What do the lines from the top of the data through the line with "There was a" say? Quote them exactly and include both ends.
[Start of section]
PR #836, opened 2024-02-06
Add support for `InvocationMode.DBT_RUNNER` for local execution mode

### LINKED ISSUE #717: Add support to DBT_RUNNER execution mode
**Context**

There was a great recommendation from @sanromeo in the`#airflow-dbt` slack channel:
https://apache-airflow.slack.com/archives/C059CC42E9W/p1701098801633179

To use `DbtRunner` (https://docs.getdbt.com/reference/programmatic-invocation) instead of `subprocess` for running (executing) dbt commands.

Historically, we decided not to adopt `dbt-core` as a dependency of Cosmos to avoid the conflicts between Airflow and `dbt-core`:

However,  as pointed out by @sanromeo, there are no more conflicts between dbt 1.7.0+ and Airflow 2.7.0+. So we could offer this as an alternative Cosmos [ExecutionMode](https://astronomer.github.io/astronomer-cosmos/getting_started/execution-modes.html) to users who are confident their dbt-core and Airflow versions do not conflict. If this approach is successful, we can also look into allowing users to use the same strategy in the `LoadMode.DBT_LS`.

**Acceptance criteria**

* [ ] Allow users to use `ExecutionConfig(execution_mode= ExecutionMode.DBT_RUNNER)`, which will not rely on Python `subprocess`, but call dbt `DbtRunner`

jbandoro:
## Description

This PR adds `dbtRunner` programmatic invocation for `ExecutionMode.LOCAL`. I decided to not make a new execution mode for each (e.g. `ExecutionMode.LOCAL_DBT_RUNNER`) and all of the child operators but instead added an additional config `ExecutionConfig.invocation_mode` where `InvocationMode.DBT_RUNNER` could be specified. This is so that users who are already using local execution mode could use dbt runner and see performance improvements. 

With the `dbtRunnerResult` it makes it easy to know whether the dbt run was successful and logs do not need to be parsed but are still logged in the operator:

image

## Performance Testing

After #827 was added, I modified it slightly to use postgres adapter instead of sqlite because the latest dbt-core support for sqlite is 1.4 when programmatic invocation requires >=1.5.0. I got the following results comparing subprocess to dbt runner for 10 models:

1. `InvocationMode.SUBPROCESS`:
```shell
Ran 10 models in 23.77661895751953 seconds
NUM_MODELS=10
TIME=23.77661895751953
```
2. `InvocationMode.DBT_RUNNER`:
```shell
Ran 10 models in 8.390100002288818 seconds
NUM_MODELS=10
TIME=8.390100002288818
```

So using `InvocationMode.DBT_RUNNER` is almost 3x faster, and can speed up dag runs if there are a lot of models that execute relatively quickly since there seems to be a 1-2s speed up per task.

One thing I found while working on this is that a [manifest](https://docs.getdbt.com/reference/programmatic-invocations#reusing-objects) is stored in the result if you parse a project with the runner, and can be reused in subsequent commands to avoid reparsing. This could be a useful way for caching the manifest if we use dbt runner for dbt ls parsing and could speed up the initial render as well.

I thought at first it would be easy to have this also work for virtualenv execution, since I at first thought the entire `execute` method was run in the virtualenv, which is not the case since the virtualenv operator creates a virtualenv and then passes the executable path to a subprocess. It may be possible to have this work for virtualenv and would be better suited for a follow-up PR.

## Related Issue(s)

closes #717 

## Breaking Change?

None

## Checklist

- [x] I have added tests that prove my fix is effective or that my feature works - added unit tests and integration tests.

### DIFF
--- a/.github/workflows/test.yml
+++ b/.github/workflows/test.yml
@@ -293,6 +293,7 @@ jobs:
       PYTHONPATH: /home/runner/work/astronomer-cosmos/astronomer-cosmos/:$PYTHONPATH
 
   Run-Performance-Tests:
+    needs: Authorize
     runs-on: ubuntu-latest
     strategy:
       matrix:
--- a/.github/workflows/test.yml
+++ b/.github/workflows/test.yml
@@ -346,13 +346,14 @@ jobs:
           AIRFLOW_CONN_AIRFLOW_DB: postgres://postgres:postgres@0.0.0.0:5432/postgres
           AIRFLOW__CORE__DAGBAG_IMPORT_TIMEOUT: 90.0
           PYTHONPATH: /home/runner/work/astronomer-cosmos/astronomer-cosmos/:$PYTHONPATH
-          MODEL_COUNT: ${{ matrix.num-models }}
+          COSMOS_CONN_POSTGRES_PASSWORD: ${{ secrets.COSMOS_CONN_POSTGRES_PASSWORD }}
           POSTGRES_HOST: localhost
           POSTGRES_USER: postgres
           POSTGRES_PASSWORD: postgres
           POSTGRES_DB: postgres
           POSTGRES_SCHEMA: public
           POSTGRES_PORT: 5432
+          MODEL_COUNT: ${{ matrix.num-models }}
     env:
       AIRFLOW_HOME: /home/runner/work/astronomer-cosmos/astronomer-cosmos/
       AIRFLOW_CONN_AIRFLOW_DB: postgres://postgres:postgres@0.0.0.0:5432/postgres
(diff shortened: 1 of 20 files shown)


jlaneve (commented):
This is looking great! Will try it out locally over the weekend.

One thing I haven't thought a ton about is what config we should pass the performance tests. IMO the perf tests should cover the "best case" scenario (appropriately tune Cosmos for performance) so that we're always pushing the boundary vs the default. Thoughts on including a change in this PR to the perf tests to use this new method?

One other thought: do you think it's worth doing any auto-discovery to infer which invocation method is used? i.e. if you don't explicitly specify one, should we:
- try to import the dbt runner, if it works, great - we can use the more performant method
- if it doesn't work, no problem, we default to subprocess

jbandoro:
@jlaneve I'm closing this PR and opening up #850 because I couldn't update the GH action and have it run with the updates here on my forked branch.

PR #842, opened 2024-02-09
fix inplace mutation

dwreeves:
`operator_args.pop()` causes an in-place mutation, which long story short caused an issue for me today. I think it is a lot safer to rely on a `copy()` if the `DbtToAirflowConverter` is going to mutate the user inputs.

### DIFF
--- a/cosmos/converter.py
+++ b/cosmos/converter.py
@@ -210,7 +210,7 @@ class DbtToAirflowConverter:
 
         execution_config = execution_config or ExecutionConfig()
         render_config = render_config or RenderConfig()
-        operator_args = operator_args or {}
+        operator_args = operator_args.copy() if operator_args else {}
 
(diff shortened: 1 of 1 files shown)


jbandoro:
Thanks @dwreeves! This fixes the same issue that https://github.com/astronomer/astronomer-cosmos/pull/835 tries to fix from user reports in Slack. The inplace updates for `operator_args` were for "env" or "vars" which #835 fixes, and there shouldn't be any updates in the rest of the converter because they're shallow copied below to the `task_args`:
https://github.com/astronomer/astronomer-cosmos/blob/72690d31ba6822ae6df56f4d56f26196234c80b5/cosmos/converter.py#L246-L253

dwreeves:
Ah I should have looked at existing PRs. I can close this then.

PR #849, opened 2024-02-16
Fix: Docker and Kubernetes operators execute method resolution

### LINKED ISSUE #848: Bug: MRO order of `DbtKubernetesBaseOperator.execute` causing issues
This was reported by slack users in the [thread here](https://apache-airflow.slack.com/archives/C059CC42E9W/p1707949188134889). The issue is that the `execute` method for the dbt kubernetes operator does not resolve to the base operator [execute method](https://github.com/astronomer/astronomer-cosmos/blob/8a1fa3f07fd0d85fdc5620089f564d17bd911c53/cosmos/operators/base.py#L245-L246) but instead to the `KubernetesPodOperator` and results in no dbt args passed to the pod args.

The fix is to change the order of the base classes and to explicitly call the kubernetes pod operator execute with `result = KubernetesPodOperator.execute(self, context)`.

jbandoro:
## Description
This was a bug reported by users using the kuberentes execution method where the pods wouldn't run any commands. With how the base operators inherited from their parent classes, the `execute` method for the operator was either the `DockerOperator.execute` or `KubernetesPodOperator.execute` skipping the `build_and_run_cmd` required to setup before containers were run.

As part of this fix, I added tests to check that when the `execute` method is invoked that the docker/kube args are first set before the executor pod is executed.

## Related Issue(s)

closes #848

### DIFF
--- a/cosmos/operators/docker.py
+++ b/cosmos/operators/docker.py
@@ -28,7 +28,7 @@ except ImportError:
     )
 
 
-class DbtDockerBaseOperator(DockerOperator, AbstractDbtBaseOperator):  # type: ignore
+class DbtDockerBaseOperator(AbstractDbtBaseOperator, DockerOperator):  # type: ignore
     """
     Executes a dbt core cli command in a Docker container.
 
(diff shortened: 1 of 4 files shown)


jlaneve (approved):
Nice! Love the quick fix

PR #850, opened 2024-02-17
Add support for `InvocationMode.DBT_RUNNER` for local execution mode

### LINKED ISSUE #717: Add support to DBT_RUNNER execution mode

jbandoro:
## Description

This PR adds `dbtRunner` programmatic invocation for `ExecutionMode.LOCAL`. I decided to not make a new execution mode for each (e.g. `ExecutionMode.LOCAL_DBT_RUNNER`) and all of the child operators but instead added an additional config `ExecutionConfig.invocation_mode` where `InvocationMode.DBT_RUNNER` could be specified. This is so that users who are already using local execution mode could use dbt runner and see performance improvements. 

With the `dbtRunnerResult` it makes it easy to know whether the dbt run was successful and logs do not need to be parsed but are still logged in the operator:

image

## Performance Testing

After #827 was added, I modified it slightly to use postgres adapter instead of sqlite because the latest dbt-core support for sqlite is 1.4 when programmatic invocation requires >=1.5.0. I got the following results comparing subprocess to dbt runner for 10 models:

1. `InvocationMode.SUBPROCESS`:
```shell
Ran 10 models in 23.77661895751953 seconds
NUM_MODELS=10
TIME=23.77661895751953
```
2. `InvocationMode.DBT_RUNNER`:
```shell
Ran 10 models in 8.390100002288818 seconds
NUM_MODELS=10
TIME=8.390100002288818
```

So using `InvocationMode.DBT_RUNNER` is almost 3x faster, and can speed up dag runs if there are a lot of models that execute relatively quickly since there seems to be a 1-2s speed up per task.

One thing I found while working on this is that a [manifest](https://docs.getdbt.com/reference/programmatic-invocations#reusing-objects) is stored in the result if you parse a project with the runner, and can be reused in subsequent commands to avoid reparsing. This could be a useful way for caching the manifest if we use dbt runner for dbt ls parsing and could speed up the initial render as well.

I thought at first it would be easy to have this also work for virtualenv execution, since I at first thought the entire `execute` method was run in the virtualenv, which is not the case since the virtualenv operator creates a virtualenv and then passes the executable path to a subprocess. It may be possible to have this work for virtualenv and would be better suited for a follow-up PR.

## Related Issue(s)

closes #717 

## Breaking Change?

None

## Checklist

- [x] I have added tests that prove my fix is effective or that my feature works - added unit tests and integration tests.


.github/workflows/test.yml
```diff
@@ -2,7 +2,7 @@ name: test
 
 on:
   push: # Run on pushes to the default branch
-    branches: [main]
+    branches: [main, 717-add-dbtrunner-local-executor-2] # # TODO:remove before merge
```
jbandoro, line 5: Commenting here to remind me to remove this before merging. The performance dag was updated to use postgres and wanted to test the workflow in this PR.

jlaneve:
Screenshot 2024-02-20 at 8 24 54 PM

If I didn't write these integration tests myself, I don't know if I'd believe them!! This is super cool

jbandoro:
@jlaneve those test results look too good (unfortunately), I think it's because the job summary you're looking at is for the [on: pull_request_target](https://github.com/astronomer/astronomer-cosmos/actions/runs/7978515212) which is running the action that is in the `main` branch which has tasks in the dag failing because of the sqlite to postgres update that's causing it to fail - see [example here](https://github.com/astronomer/astronomer-cosmos/actions/runs/7978515212/job/21783798078). The 'real' summary is in the [on: push](https://github.com/astronomer/astronomer-cosmos/actions/runs/7978514995).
[End of section]
Solved problem:
PR #836, opened 2024-02-06
Add support for `InvocationMode.DBT_RUNNER` for local execution mode

### LINKED ISSUE #717: Add support to DBT_RUNNER execution mode
**Context**

There was a great recommendation from @sanromeo in the`#airflow-dbt` slack channel:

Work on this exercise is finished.